[whatwg] Web Storage: apparent contradiction in spec

Aryeh Gregor Simetrical+w3c at gmail.com
Wed Aug 26 18:29:03 PDT 2009

On Wed, Aug 26, 2009 at 8:58 PM, Peter Kasting<pkasting at google.com> wrote:
> I think having authors choose between permanent and purgeable storage types
> adds complexity to the implementation and usage that is not desirable from
> either an authoring or a UX perspective.
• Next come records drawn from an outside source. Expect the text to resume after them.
PR #463, opened 2021-01-03
Aric/member check in

AricStewart:
This completes the entire member check-in/badge pickup story.

### DIFF
--- a/api/src/Modules/registration/Controller/Ticket/BaseTicket.php
+++ b/api/src/Modules/registration/Controller/Ticket/BaseTicket.php
@@ -1,0 +1,155 @@
+<?php declare(strict_types=1);
+/*.
+    require_module 'standard';
+.*/
+
+namespace App\Modules\registration\Controller\Ticket;
+
+use Slim\Container;
+use Slim\Http\Request;
+use Slim\Http\Response;
+use App\Modules\registration\Controller\BaseRegistration;
+
+abstract class BaseTicket extends BaseRegistration
+{
+
+    public $id = 0;
+
+
+    public function __construct(Container $container)
+    {
+        parent::__construct($container);
+
+    }
+
+
+    protected function buildTicketHateoas(Request $request, $id)
+    {
+        if ($this->id !== 0) {
+            $path = $request->getUri()->getBaseUrl();
+            $this->addHateoasLink('self', $path.'/registration/ticket/'.strval($id), 'GET');
+            $this->addHateoasLink('checkin', $path.'/registration/ticket/'.strval($id).'/checkin', 'PUT');
+            $this->addHateoasLink('lost', $path.'/registration/ticket/'.strval($id).'/lost', 'PUT');
+            $this->addHateoasLink('pickup', $path.'/registration/ticket/'.strval($id).'/pickup', 'PUT');
+            $this->addHateoasLink('email', $path.'/registration/ticket/'.strval($id).'/email', 'PUT');
+            $this->addHateoasLink('print', $path.'/registration/ticket/'.strval($id).'/print', 'PUT');
+        }
+
+    }
+
+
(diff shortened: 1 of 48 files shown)


api/src/Modules/registration/Controller/Ticket/BaseTicket.php
```diff
@@ -0,0 +1,155 @@
...
+            $this->addHateoasLink('lost', $path.'/registration/ticket/'.strval($id).'/lost', 'PUT');
+            $this->addHateoasLink('pickup', $path.'/registration/ticket/'.strval($id).'/pickup', 'PUT');
+            $this->addHateoasLink('email', $path.'/registration/ticket/'.strval($id).'/email', 'PUT');
+            $this->addHateoasLink('print', $path.'/registration/ticket/'.strval($id).'/print', 'PUT');
+        }
+
+    }
+
+
+    public function buildTicket($base, $ticket)
```
mshappe, line 41: This idiom is one of the few things that makes me wish we were using an ORM with model classes. Being able to put transformations on the model would be nice. Otherwise, I mostly don't miss it.

api/src/Modules/registration/Controller/Ticket/PostTicket.php
```diff
@@ -0,0 +1,96 @@
+<?php declare(strict_types=1);
+/*.
+    require_module 'standard';
+.*/
+
+namespace App\Modules\registration\Controller\Ticket;
```
mshappe, line 6: Is there a reason `registration` is in lowercase, throughout? We've been using sentence case I thought, mostly.

modules/registration/import.js
```diff
@@ -0,0 +1,92 @@
...
+      if (data.length > 0) {
+        var eventName =  data[0].event.name;
+        var generated = 0
+        data.forEach(function(ticket) {
+          if (ticket.BoardingPassGenerated) {
+            generated += 1;
+          }
+        });
+        if (generated < data.length) {
+          apiRequest('GET', 'registration/open', null)
```
mshappe, line 42: Once we get into really long promise chains, I like to actually pull the functions up and name them, then it can be

```javascript
foo()
  .then(bar())
  .then(baz())
  .then(quux())
  .catch(everythingIsFucked());
```

mshappe (commented):
Awesomesauce. Just a few comments/questions!

api/src/Modules/registration/Controller/Ticket/BaseTicket.php
AricStewart: Sorry missed these comments.  Yeah I have not used many ORM model classes so I am unfamiliar with the benefits and difficulties.

api/src/Modules/registration/Controller/Ticket/PostTicket.php
AricStewart: registration is lower case because the module name need to match the module name in /modules/ in the base of the source.  This connects the API implementation with the feature module.  The php modules in /modules are all lowercase so that ended up having this lower case.  Now that could be fixed with a bit of case insensitivity or selective case insensitivity if we wanted to add that complexity.

modules/registration/import.js
AricStewart: Most of the long promise chains I am runngin into are more
foo()
 .then( function() {
    .then( function() {
     })
 })

So nested instead of sequential.  Unless I am misunderstanding it we end up needing to next them like that.

mshappe:
There is no need to nest. Just have the function return the next promise
and the chained "then" attaches to that. But even if there were, raising
the functions upscope and naming them still cleans up a lot of hard to read
depth and makes the code self-documenting.

I'm typing with thumbs right now but I'll try to find a good exemplar for
you later today.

This complexity already exists for real apps, and developers seem fine
with it.  If you want persistent storage, you write to ~ or
C:\Documents and Settings\ or such; if you want temporary storage, you
write to /tmp or C:\temp\ or such.  The distinction is useful to both
users and developers, not burdensome.

If authors can't say "this can be thrown out if I haven't used it for
a while", poorly-written apps will ignore the issue and store data
forever.  If they're storing small amounts of data, they probably
won't run into any limits in testing, so they might not bother with
handling out-of-space errors properly.  So then eventually the garbage
will accumulate until they run out of room and die, or bother the user

A properly-written app, on the other hand, will be burdened with
managing its own temporary storage.  Authors will have to manually
keep track of which of their resources are temporary and figure out
when to remove them.  Authors can't do this as well as the browser
can.  Authors don't know how much disk space is free, or how much
space other apps are using, and they're in no position to decide how
much disk space *should* be free.  They might use too much disk space,
or slow down their app by caching less for fear of using too much disk
space.  The browser should manage cache purging for the same reason
the OS manages the page cache instead of applications.